Aujourd’hui, deux événements se superposent. Le premier : la maîtresse vient avec une assistante maternelle pour dire bonjour aux enfants. A onze heures, on reçoit un message sur le groupe de parents pour annoncer dans quel ordre se fera la tournée. Elles arrivent avec un sac chargé de petits jouets, de matériel de loisirs créatifs et de cahiers de coloriage. Il y a même quelques activités éducatives dans le kit, mais les instructions sont en hébreu : c’est les parents qui vont devoir travailler le plus !

Mon fils est ravi de les voir. Ils discutent un peu et elles repartent pour aller rendre visite à un autre enfant. On poste ensuite les photos et les vidéos sur le groupe : c’est une joie de voir ses camarades de classe aussi heureux de voir leur maîtresse.

En plus de cette visite, la mairie a organisé une deuxième surprise. Le service qui s’occupe des activités extra-scolaires m’a contacté il y a deux jours, pour me demander de confirmer notre adresse. Ils m’ont sorti tout un baratin à deux cents kilomètres heures pour m’expliquer pourquoi ils avaient besoin de mon adresse : je n’ai rien compris. Rien, si ce n’est que j’ai confirmé qu’ils avaient bien la bonne adresse. Ce matin je reçois un coup de fil : c’est le livreur de la mairie, j’ai un cadeau pour votre fils, vous habitez bien à telle adresse ? – Oui. – Formidable, j’arrive dans cinq minutes.

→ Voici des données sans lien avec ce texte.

PR #1070, opened 2026-06-12
Use `syn::Error`

### LINKED ISSUE #1067: RUSTSEC-2026-0173
`defmt-macros` depends on `proc-macro-error2` which is unmaintained, which in turn now triggers advisory pipelines:

https://rustsec.org/advisories/RUSTSEC-2026-0173

Hoverbear:
Get rid of an unnecessary dependency.

Closes #1067

### DIFF
--- a/macros/src/derives/format.rs
+++ b/macros/src/derives/format.rs
@@ -1,9 +1,8 @@
 use codegen::DefmtAttr;
 use proc_macro::TokenStream;
 use proc_macro2::Span;
-use proc_macro_error2::{abort, abort_call_site};
 use quote::quote;
-use syn::{parse_macro_input, parse_quote, Data, DeriveInput, Generics, Ident, WhereClause};
+use syn::{parse_macro_input, parse_quote, Arm, Data, DeriveInput, Generics, Ident, WhereClause};
 
 mod codegen;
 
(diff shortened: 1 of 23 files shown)


macros/src/function_like/log/env_filter/parse.rs
```diff
@@ -1,6 +1,4 @@
 use defmt_parser::Level;
-#[cfg(not(test))]
-use proc_macro_error2::abort_call_site as panic;
```
Hoverbear, line 3: This is the only place I'm rather unsure about -- Removing this means we fall back to panics, which results in worse errors.

jonathanpallant (dismissed):

macros/src/function_like/log/env_filter/parse.rs
knoellle: As far as I can tell, there were four uses of the panic macro in this file. The first you replaced by a `syn::Error` and the other three are only related to parsing the `DEFMT_LOG` environment variable. For those, generating an error with a span doesn't really make sense anyway I think.

macros/src/derives/format.rs
```diff
@@ -77,22 +86,27 @@ pub(crate) fn expand_transparent(
...
-                    abort_call_site!(
-                        "Transparent format can only be applied \
-                        when all variants have exactly one field."
-                    )
+                    return Err(syn::Error::new(
+                        Span::call_site(),
+                        format!(
+                            "Transparent format can only be applied \
+                            when all variants have exactly one field (got {})",
+                            fields.len(),
```
knoellle: You are measuring the length of the iterator after already calling `next` on it twice, which would cause the number of fields to be underreported.

```suggestion
                            v.fields.len(),
```

macros/src/derives/format.rs
```diff
@@ -77,22 +86,27 @@ pub(crate) fn expand_transparent(
...
                 let mut fields = v.fields.iter();
                 let field = fields.next();
                 let one_or_less = fields.next().is_none();
                 let Some(field) = field.filter(|_| one_or_less) else {
-                    abort_call_site!(
-                        "Transparent format can only be applied \
-                        when all variants have exactly one field."
-                    )
+                    return Err(syn::Error::new(
+                        Span::call_site(),
```
knoellle:
```suggestion
                        v.fields.span(),
```
yields much more useful errors. Also check other `Span::call_site` calls.
```
error: Transparent format can only be applied when all variants have exactly one field (got 0)
  --> src/bin/test.rs:31:8
   |
31 |     Baz(u32, u32),
   |        ^^^^^^^^^^
```
vs. error when using `call_site`:
```
error: Transparent format can only be applied when all variants have exactly one field (got 0)
  --> src/bin/test.rs:27:10
   |
27 | #[derive(defmt::Format)]
   |          ^^^^^^^^^^^^^
   |
   = note: this error originates in the derive macro `defmt::Format` (in Nightly builds, run with -Z macro-backtrace for more info)
```

knoellle (approved):
LGTM

tisonkun:
Thanks for working on this! Just need this today :D

PR #1073, opened 2026-07-06
decoder: gather unmerged defmt sections

jordens:
(Split from #1066)

## Goal

This PR is the first part to enable support for defmt on Linux without any special linker scripts. #1066 is the second part. The goal is to get defmt working-by-default without any linker gymnastics (on linux at least). `defmt2log` exercises that by becoming a thin and robust `defmt` sink and `log` source. Having defmt work on linux without linker scripts in turn lowers the adoption barrier of `defmt` logging in embedded libaries as it upholds the advantages of the defmt format hints while still supporting development and testing on host operating systems. No need for the usual [`fmt.rs`](https://github.com/probe-rs/embedded-test/blob/bb99a651e1ff88df1047802f26f595d3d0288e42/src/fmt.rs) feature-mux to switch between `defmt` and `log` macros and no need to restrict the the logging to the common subset (excluding defmt format hints).

## Status quo

1. The [defmt linker script](https://github.com/knurling-rs/defmt/blob/main/defmt/defmt.x.in) merges the defmt symbols into a single `.defmt` section. That makes the symbols occupy a contiguous address range, aligns them and allows detecting collisions in the u16 wrapped index range already at compile time.
2. `get_locations()` relies on `DW_AT_location address == TableEntry raw symbol address == Table.entries key == Frame::index()`.

## Problem

1. When used without a merging linker script (linker orchestration is extremely platform- and linker-dependent and notoriously tricky to get robust, universal and correct) the symbols are still there (since they are used) just not merged into a single `.defmt` section. The linker is in principle free to scatter them but in practice keeps them contiguous. But they are usually not aligned. On linux at least each `.defmt*` symbol gets its own section.
2. Using `DW_AT_location` is both not needed and breaks in various modes. Some of them are encountered here, in #1066, and in https://github.com/knurling-rs/defmt/pull/1029, https://github.com/knurling-rs/defmt/pull/1040 etc. It only works for a a merged section without a load slide. It fails for Host PIE, shared object loading, stale GC'ed symbols (DWARF can still mention variables whose corresponding defmt symbol was discarded), location expressions that are not simple addresses, non-zero VMA, and non-zero section base addresses.

## Approach

1. This extends the defmt symbol `Table` to include all defmt sections named `.defmt.*`. This then covers both the merged (classic `defmt.x`) as well as the unmerged (linker-script-less, e.g. on Linux) case.

2. It also removes the `DW_AT_location` usage. Instead going through "DWARF linkage name -> table entry raw_symbol -> table index -> Location" using `DW_AT_linkage_name` as the join key is simpler and robust.

* Note that this PR only includes the unmerged sections in the table and fixes the `DWARF/Table/Locations/Frame::index()` join chain. It doesn't cover load bias or runtime index collision detection yet. That's not a regressions in this PR: collision detection is so far the responsibility of the linker script. #1066 detects and handles runtime collisions in the load bias + unmerged sections case.

* Given the new sections Vec, rewrite the tuple match for the `bail!()` prerequisite checks to be a bit more readable.

* Use `BITFLAGS_VALUE_SIZE` instead of magic constant.

## Testing

* Added unittests (most of this PR is unittests).
* Exercised and used for a few months now during development of several crates (`minimq`, `miniconf`, `stabilizer`, and others). Those are mid- to high-complexity defmt users. Both on embedded (defmt-rtt) and on host/CI (defmt2log).

### DIFF
--- a/CHANGELOG.md
+++ b/CHANGELOG.md
@@ -626,6 +626,8 @@ Initial release
 
 ### [defmt-decoder-next]
 
+* [#1073] Gather symbols from unmerged `.defmt.*` sections, don't use `DW_AT_location`
+
 ### [defmt-decoder-v1.1.0] (2026-01-20)
 
 * [#1004] decoder: add `Send + Sync` bound to returned `StreamDecoder`
@@ -1033,6 +1035,7 @@ Initial release
 
 ---
 
+[#1073]: https://github.com/knurling-rs/defmt/pull/1073
 [#1070]: https://github.com/knurling-rs/defmt/pull/1070
 [#1053]: https://github.com/knurling-rs/defmt/pull/1053
 [#1055]: https://github.com/knurling-rs/defmt/pull/1055
--- a/Cargo.lock
+++ b/Cargo.lock
@@ -254,6 +254,15 @@ source = "registry+https://github.com/rust-lang/crates.io-index"
 checksum = "773648b94d0e5d620f64f280777445740e61fe701025087ec8b57f45c791888b"
 
 [[package]]
+name = "crc32fast"
+version = "1.5.0"
+source = "registry+https://github.com/rust-lang/crates.io-index"
+checksum = "9481c1c90cbf2ac953f07c8d4a58aa3945c425b7185c9154d67a65e4230da511"
+dependencies = [
+ "cfg-if",
+]
+
+[[package]]
 name = "data-encoding"
 version = "2.9.0"
 source = "registry+https://github.com/rust-lang/crates.io-index"
@@ -421,6 +430,12 @@ source = "registry+https://github.com/rust-lang/crates.io-index"
 checksum = "52051878f80a721bb68ebfbc930e07b65ba72f2da88968ea5c06fd6ca3d3a127"
 
 [[package]]
+name = "foldhash"
+version = "0.1.5"
+source = "registry+https://github.com/rust-lang/crates.io-index"
+checksum = "d9c4f5dac5e15c24eb999c26181a6ca40b39fe946cbe4c263c7209467bc83af2"
+
+[[package]]
 name = "fsevent-sys"
 version = "4.1.0"
 source = "registry+https://github.com/rust-lang/crates.io-index"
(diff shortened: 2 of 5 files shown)


jonathanpallant:
Can you explain in the PR description *why* this PR is required - what the observed issues are currently, and what this PR does to resolve them?

jordens:
done

jonathanpallant:
Right, ok! Now I understand (/remember) what this is about. Thank you!

To give this some more testing, I rebuilt `qemu-run` and used it to run one of my training examples:

```console
$ DEFMT_LOG=trace cargo run
   Compiling defmt-macros v1.1.0
   Compiling defmt v1.1.0
   Compiling defmt-semihosting v0.3.0
   Compiling qemu-common v0.1.0 (/Users/jonathan/Documents/ferrous-systems/rust-training/example-code/qemu-common)
   Compiling qemu-aarch32v8r v0.1.0 (/Users/jonathan/Documents/ferrous-systems/rust-training/example-code/qemu-aarch32v8r)
    Finished `dev` profile [unoptimized + debuginfo] target(s) in 1.24s
     Running `qemu-run --machine mps3-an536 --cpu cortex-r52 --log-format '{[{L}]%bold} {s} {({ff}:{l:1})%dimmed}' target/armv8r-none-eabihf/debug/defmt`
Hello, world!
[ERROR] This is an error log (bin/defmt.rs:10)
[WARN ] This is a warn log (bin/defmt.rs:11)
[INFO ] This is an info log (bin/defmt.rs:12)
[DEBUG] This is a debug log (bin/defmt.rs:13)
[TRACE] This is a trace log (bin/defmt.rs:14)
[ERROR] PANIC at src/bin/defmt.rs:18: Testing panic!() in fn main (src/lib.rs:23)
```

All still seems to work OK.

jonathanpallant (approved):

jonathanpallant:
I think I'm happy with this, but I haven't looked at the ELF decoder code before so I'll ping for a colleague.

jonathanpallant:
OK I gave it a second pass and I'm happy. Thank you for this PR.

Je l’attends en bas de l’immeuble, et effectivement, cinq minutes plus tard, il rappelle : il nous attend sur le parking. Il nous fait un signe de la main, il descend, va chercher un sac dans le coffre, et le donne à mon fils. Les deux semblent aussi contents l’un que l’autre. On le remercie, et il repart pour la prochaine livraison.

On reste en bas de l’immeuble, assis sur les bancs et on regarde ce qu’il y a dans le sac : du sable kinétique, de la pate à modeler, un jeu de cartes avec des voitures et des camions (ils connaissent leur public !), un jeu de domino, un livret de coloriage Toy Story, une balle qui s’allume quand elle rebondit et un jouet pour se calmer les nerfs à base de petits bouts de plastique à pousser pour faire plop-plop. Autrement dit : le bonheur, pour un petit garçon de quatre ans.

On mange et on met le bébé au lit pour la sieste. On en profite pour se reposer un peu, mais vers quatorze heures trente le téléphone se met à hurler, aussitôt suivi par la sirène de la rue. Alerte sur Be’er Sheva.

On va dans le mamad, on ferme la porte et on attend. Comme il y a de moins en moins de choses dans le mamad (à cause du déménagement en cours), on joue avec la balle reçue ce matin. Elle rebondit dans tous les sens, elle s’éclaire, les enfants se la passent en riant. Pendant quelques minutes on oublie tout à fait où on se trouve et pourquoi on est là. Il y a presque comme une atmosphère de vacances : on joue comme on jouerait sur la plage d’Ashdod ou de Tel Aviv. A la différence près que, quelque part dans le bleu du ciel, se trouve des nuages gris, les décombres des missiles que le dôme de fer a fait exploser il y a quelques instants pour les neutraliser.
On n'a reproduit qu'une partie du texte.